Concern about cuts roiled an open house on benefits conducted online June 3, according to a transcript of the chat from the meeting. Participants asked how OHSU could pay for bonuses for non-union employees, give Jacobs a bump for his retirement, and sign a billion-dollar deal to merge with Legacy, but couldn’t afford to maintain benefits for rank-and-file workers.
“To HR and Dr. Jacobs: if you can’t afford to maintain the benefits our your current employees, then you can’t afford to buy Legacy,” wrote one person in the chat.
“My friend has better benefits working for a gas station,” said another.
“The wait time on care is really bad,” wrote yet another. “I was convulsing and bedridden and had to wait 9 months to see a neurologist.”
Complaints turned to snark when the subject was “Pulse Cash”: credits that employees can earn for doing healthy things like meditating, exercising and tracking blood pressure and weight. The credits can be used to purchase yoga mats and other stuff. The system was started by Virgin Group, the same company that runs the airline. It’s called Personify Health after a merger in February.
“I’ll give my Pulse Cash to my son so he can use it for Fortnite,” one person said in the chat.
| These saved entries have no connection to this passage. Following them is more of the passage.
PR #975, opened 2022-07-06
fix set values on node

### LINKED ISSUE #972: V 112.rc1: Text changes to undefined when setting fill
**Describe the bug**
Text changes to undefined when setting fill. I can't reproduce in V 111.

**To Reproduce**
1. Add some text
2. Set color fill with token

**Expected behavior**
Text not changing when adding fill. :)

https://user-images.githubusercontent.com/388617/177497352-d8bb1c78-14ae-4a5e-b69e-eeae4e836366.mov

**Figma file (optional)**
https://www.figma.com/file/2eD2s8DPMUnsdvsor3mitA/Figma-Token-V-112.rc-1?node-id=0%3A1

**JSON (optional)**
N/A

six7:
Fixes #972

### DIFF
--- a/src/plugin/setValuesOnNode.ts
+++ b/src/plugin/setValuesOnNode.ts
@@ -14,8 +14,6 @@ export default async function setValuesOnNode(
   ignoreFirstPartForStyles = false,
 ) {
   try {
-    console.log('SET VALUES ON NODE', node, values, data, figmaStyleMaps);
-
     // BORDER RADIUS
     if (
       node.type !== 'CONNECTOR'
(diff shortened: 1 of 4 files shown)


src/plugin/setValuesOnNode.ts
```diff
@@ -203,7 +203,7 @@ export default async function setValuesOnNode(
       }
 
       // Real value for text layers
-      if (values.value !== null) {
```
swordEdge, line 206: It seems like that we only need `'value' in values`. We can remove `values.value !== null`.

Another asked about the conversion rate to Schrute Bucks, the tokens cooked up by Dwight Schrute on The Office, to motivate employees.
“We don’t need a gamified system to be healthy,” wrote another participant. “We need affordable access to the healthcare system we run.”
Without that, OHSU is likely to face a long summer of discontent as it struggles to balance its books, manage layoffs, merge with Legacy, and retain the people it wants to keep.
AFSCME started a petition demanding that management keep out-of-pocket costs steady, expand benefits for fertility, cover new weight-loss drugs, and “prioritize employee benefits over executive compensation and bonuses.”
It has almost 3,000 signatures so far. The union plans to present it to the OHSU board at its meeting on June 28.